The firm’s conservative long-term estimates suggest substantial earnings upside, even if NCLH falls short of its yield/cost target. Citi’s projections indicate that maintaining the 2.5% spread could lead to a three-year EPS CAGR closer to 30%, highlighting the potential for meaningful earnings growth and multiple expansion compared to current market expectations.
Buy at Citi means “Buy (1) ETR of 15% or more or 25% or more for High risk stocks.”
Nike
What happened? On Thursday, Truist upgraded Nike Inc (NYSE:NKE) to Buy with a $97 price target.
*TLDR: Truist remains cautious on Nike but sees growing optimism as expectations align with reality. Near-term wins include marketing investments, better wholesale relationships, and promoting Caitlin Clark.
What’s the full story? Truist has maintained a cautious stance on Nike since the Fall of 2023. While the brokerage still views the turnaround process as long and uncertain, there is growing optimism about Nike’s shares as investor expectations now seem to accurately reflect the company’s current reality. With a team of seasoned company veterans back at the helm, Truist believes Nike is moving in the right direction.
Although a fundamental recovery remains a long-term prospect, Truist sees potential for some near-term wins.
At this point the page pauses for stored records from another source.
PR #949, opened 2019-05-15
Add documentation to benchmark.sh

boaks:
Explain how to adjust the script and start the required server. 

### DIFF
--- a/demo-apps/cf-extplugtest-client/benchmark.sh
+++ b/demo-apps/cf-extplugtest-client/benchmark.sh
@@ -1,10 +1,48 @@
 # !/bin/sh
 # create benchmark statistic
 
+echo "Californium CoAP Benchmark"
+echo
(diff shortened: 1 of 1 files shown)


sbernard31:
LGTM.

Just to let you know the -d64 is removed since jdk 10 (see https://bugs.openjdk.java.net/browse/JDK-8180954)

sbernard31:
What means the "-Dcalifornium.statistic=M13"  in benchmark.sh ?

boaks:
> What means the "-Dcalifornium.statistic=M13" in benchmark.sh ?

The idea was to run that statistics for every milestone to compare the results. 
With that it marks the result as M13. And yes, it should be updated to M14 (what I have done, when I run them on my machine.)
Just one additional hint: 
with a fast R7/2800 it takes about 2000s. May be I introduce to lower the numbers for slower machines, but its not done.
So feel free to reduce the numbers ...

PR #953, opened 2019-05-19
Fix reported cause on handshake failures.

boaks:

### DIFF
--- a/scandium-core/src/main/java/org/eclipse/californium/scandium/DTLSConnector.java
+++ b/scandium-core/src/main/java/org/eclipse/californium/scandium/DTLSConnector.java
@@ -382,7 +382,18 @@ public class DTLSConnector implements Connector, RecordLayer {
 							message.onError(error);
 						}
 					}
-					connectionStore.remove(handshaker.getConnection(), false);
+					Connection connection = handshaker.getConnection();
+					if (!connection.hasEstablishedSession()) {
+						connectionStore.remove(connection, false);
+					} else if (connection.getEstablishedSession() == handshaker.getSession()) {
+						// failure after established (last FINISH),
+						// but before completed (first data)
+						LOGGER.warn("Handshake with [{}] failed after session was established!",
+								handshaker.getPeerAddress());
+					} else {
+						LOGGER.warn("Handshake with [{}] failed, but has an established session!",
+								handshaker.getPeerAddress());
+					}
 				}
 			};
 			int maxConnections = configuration.getMaxConnections();
@@ -976,19 +987,26 @@ public class DTLSConnector implements Connector, RecordLayer {
 	 */
 	private void terminateOngoingHandshake(final Connection connection, final Throwable cause, final AlertDescription description) {
 
-		if (connection.hasOngoingHandshake()) {
+		Handshaker handshaker = connection.getOngoingHandshake();
+		if (handshaker != null) {
 			if (LOGGER.isTraceEnabled()) {
 				LOGGER.trace("Aborting handshake with peer [{}]:", connection.getPeerAddress(), cause);
 			} else if (LOGGER.isInfoEnabled()) {
 				LOGGER.info("Aborting handshake with peer [{}]: {}", connection.getPeerAddress(), cause.getMessage());
 			}
-			Handshaker handshaker = connection.getOngoingHandshake();
+			handshaker.setFailureCause(cause);
 			DTLSSession session = handshaker.getSession();
 			AlertMessage alert = new AlertMessage(AlertLevel.FATAL, description, connection.getPeerAddress());
 			if (!connection.hasEstablishedSession()) {
 				terminateConnection(connection, alert, session);
 			} else {
 				// keep established session intact and only terminate ongoing handshake
+				if (connection.getEstablishedSession() == handshaker.getSession()) {
+					// failure after established (last FINISH), but before completed (first data)
+					LOGGER.warn("Handshake with [{}] failed after session was established!", handshaker.getPeerAddress());
+				} else {
+					LOGGER.warn("Handshake with [{}] failed, but has an established session!", handshaker.getPeerAddress());
+				}
 				send(alert, session);
 			}
 			handshaker.handshakeFailed(cause);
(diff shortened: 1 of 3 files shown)


scandium-core/src/main/java/org/eclipse/californium/scandium/DTLSConnector.java
```diff
@@ -382,7 +382,10 @@ public void handshakeFailed(Handshaker handshaker, Throwable error) {
 							message.onError(error);
 						}
 					}
-					connectionStore.remove(handshaker.getConnection(), false);
+					Connection connection = handshaker.getConnection();
+					if (!connection.hasEstablishedSession()) {
+						connectionStore.remove(connection, false);
+					}
```
sbernard31: In which case, handshake failed but we have an established session ? :thinking:

scandium-core/src/main/java/org/eclipse/californium/scandium/dtls/Handshaker.java
```diff
@@ -1004,26 +1005,49 @@ public final void handshakeCompleted() {
...
+	 * @return cause of failure, or {@code null}, if handshake has failed.
+	 */
+	public Throwable getFailureCause() {
+		return cause;
+	}
+
+	/**
+	 * Set the failure cause.
+	 * 
+	 * Prevent to report secondary causes when executing the cleanup.
```
sbernard31: What are you calling "executing the cleaning" ? (on flight retransmission timeout ?)

scandium-core/src/main/java/org/eclipse/californium/scandium/DTLSConnector.java
boaks: `terminateOngoingHandshake(final Connection connection, final Throwable cause, final AlertDescription description)`

The condition is copied from this function.
The PR is a work-around, I recognized that currently all failing handshakes reports "address change".  A real cleanup of the "alert and termination" requires much more work.

scandium-core/src/main/java/org/eclipse/californium/scandium/dtls/Handshaker.java
boaks: The main cause of this PR was the `Connection.updatePeerAddress`. Always, if `terminate`/`remove` was called before `handshakeFailed`, the "secondary cause, address changed" was reported.
On pain point is a unit test, which used "handshakeFailed" to check, if the connextion store has removed the connection. With that, "remove" must be called before the "handshakeFailed". Therefore I decided to introduce the "failure cause".

sbernard31: I'm lost :sweat_smile: 

I think I get the point about `updatePeerAddress` which always implies that handshake reports "address changed". 

But I don't understand the link with unit tests ? 

I think `Prevent to report secondary causes when executing the cleanup` javadoc message is a bit confusing. Even if this is the reason why you introduce this. At `Handshake` level this setter is just a new feature. (The real workaround is in `Connection.updatePeerAddress` and if you care about explain it, you should explain it in `updatePeerAddress`)

scandium-core/src/main/java/org/eclipse/californium/scandium/DTLSConnector.java
sbernard31: It seems you maybe to answer to my question ? 
Do you think or did you face a case where an handshake fails and has an established session ?

It seems impossible to me. :thinking:

boaks: I guess, the original idea was something as:
- peer 1, currently mapped to endpoint 1 establish successful a session.
- peer 2, then gets mapped to endpoint 1 can't establish successful a session.
- peer 1, then gets mapped to endpoint 1 again.

I don't know, if that works or not. I didn't investigate the "termination".
I just toke the snippet and comment from the other location.

scandium-core/src/main/java/org/eclipse/californium/scandium/dtls/Handshaker.java
boaks: `DTLSConnectorAdvancedTest.LatchSessionListener`

```
Throwable error = clientSessionListener.waitForSessionFailed(timeout, TimeUnit.MILLISECONDS);
assertNotNull("client handshake not failed", error);
assertThat(clientConnectionStore.remainingCapacity(), is(remain));
```

That assumes, that the connection is removed before the `handshakeFailed` is called.

boaks: > I think Prevent to report secondary causes when executing the cleanup javadoc message is a bit confusing. Even if this is the reason why you introduce this. At Handshake level this setter is just a new feature. (The real workaround is in Connection.updatePeerAddress and if you care about explain it, you should explain it in updatePeerAddress)

No the real, implementation is in `Handshaker.handshakeFailed`.
Even if the `updatePeerAddress` would not check the cause, it will not trigger the listeners to be called, if the cause is set before. My intention in add that check to the `updatePeerAddress` was to document that behaviour. Now I think, a comment would be better ...

scandium-core/src/main/java/org/eclipse/californium/scandium/DTLSConnector.java
boaks: > It seems you didn't answer to my question ?

The answer would have required a investigation. Though I didn't investigate, I provided the information, why the code was inserted.

sbernard31: As we do not allow `renegociation`, it seems to me that if a handshake failed this implies that there was no session established because handshake is only done if session is not established.

@boaks, If you think I'm right maybe we could keep the code like this but just adding a warning (here and in terminateOngoingHandshake)  in case where handshake failed AND session is established. This way we could see if this happens in real life. WDYT ?

boaks: OK, go for the warning.

scandium-core/src/main/java/org/eclipse/californium/scandium/dtls/Handshaker.java
sbernard31: It's clearer to me now.
But `Prevent to report secondary causes when executing the cleanup.` javadoc sounds still confusing.
Anyway it's not a big deal.

scandium-core/src/main/java/org/eclipse/californium/scandium/DTLSConnector.java
sbernard31: You can merge it after that.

These include increased investment in marketing, improved wholesale relationships, and the promotion of ambassador Caitlin Clark. The brokerage believes these efforts by the new team should be enough to demonstrate to investors that better times are ahead for Nike.
Buy at Truist means “the stock’s total return is expected to outperform the S&P 500 or relevant benchmark over the next 12-18 months (unless otherwise indicated).”
Ferrari
What happened? On Friday, JPMorgan upgraded Ferrari NV (NYSE:RACE) to Overweight with a $525 price target.
*TLDR: RACE upgraded on high visibility earnings growth and resilience to China’s slowdown. RACE’s disciplined growth strategy under CEO Vigna results in record pricing, backlog, and future earnings visibility
What’s the full story? JPMorgan has upgraded Ferrari shares following a series of investor meetings with CEO Benedetto Vigna and Manager of Investor Relations Aldo Benetti across several major cities in Asia and Australia. The analysts highlighted key investment positives, including unique drivers of high visibility earnings growth, which are expected to be increasingly valued by investors amidst growing macroeconomic, industry, and geopolitical uncertainties. The analysts gained greater confidence in Ferrari’s ability to navigate key debate areas such as electrification and emerged assured that Ferrari will remain resilient against the current slowdown in China, which is affecting other high-end automakers and European luxury goods brands.
JPMorgan emphasized Ferrari’s disciplined growth strategy, rooted in the philosophy of delivering one car less than the market demands, as famously stated by founder Enzo Ferrari. Under CEO Vigna’s leadership, this strategy has resulted in record pricing and backlog, providing excellent visibility into future earnings growth. Ferrari’s ability to reallocate shipments from markets with softer demand, like China, to regions with stronger demand ensures no negative impact on total company profits and even higher margins. Additionally, Ferrari’s upcoming battery electric vehicle promises an exceptional driving experience, and the potential debut of its latest Supercar could provide a significant earnings boost.
Overweight at JPMorgan means “over the duration of the price target indicated in this report, we expect this stock will outperform the average total return of the stocks in the Research Analyst’s, or the Research Analyst’s team’s, coverage universe.”